Triangle distribution.

Synopsis

prob = triangledf(function,x,a,b,c)

Description

Estimates cumulative distribution function (cumulative, cdf), probability density function (density, pdf), quantile (inverse of cdf), or random numbers for a Triangle distribution.

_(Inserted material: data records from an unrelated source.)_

PR #1002, opened 2021-02-01
Make fairness on stream transmissions configurable

geieredgar:
This allows making a send stream unfair, so it will block other streams of the same priority.

This enables users of quinn to implement a prioritization scheme like [this](https://datatracker.ietf.org/doc/draft-ietf-httpbis-priority/) for their application protocol.

### DIFF
--- a/quinn/src/streams.rs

This distribution is usually used for rough models of data and is triangular in shape (hence the name).





Inputs

  • function = [ {'cumulative'} | 'density' | 'quantile' | 'random' ], defines the functionality to be used. Note that the function recognizes the first letter of each string so that the string could be: [ 'c' | 'd' | 'q' | 'r' ].
  • x = matrix in which the sample data is stored (-inf,inf).
for function = 'quantile' - interval (0,1).
for function = 'random' - vector indicating the size of the random matrix to create.
  • a = "min" parameter (real, <= mode).
  • b = "max" parameter (real, >= mode).
  • c = "mode" parameter (real, >= min and <=max).

Note: If inputs (x, a, b, and c) are not equal in size, the function will attempt to resize all inputs to the largest input using the RESIZE function.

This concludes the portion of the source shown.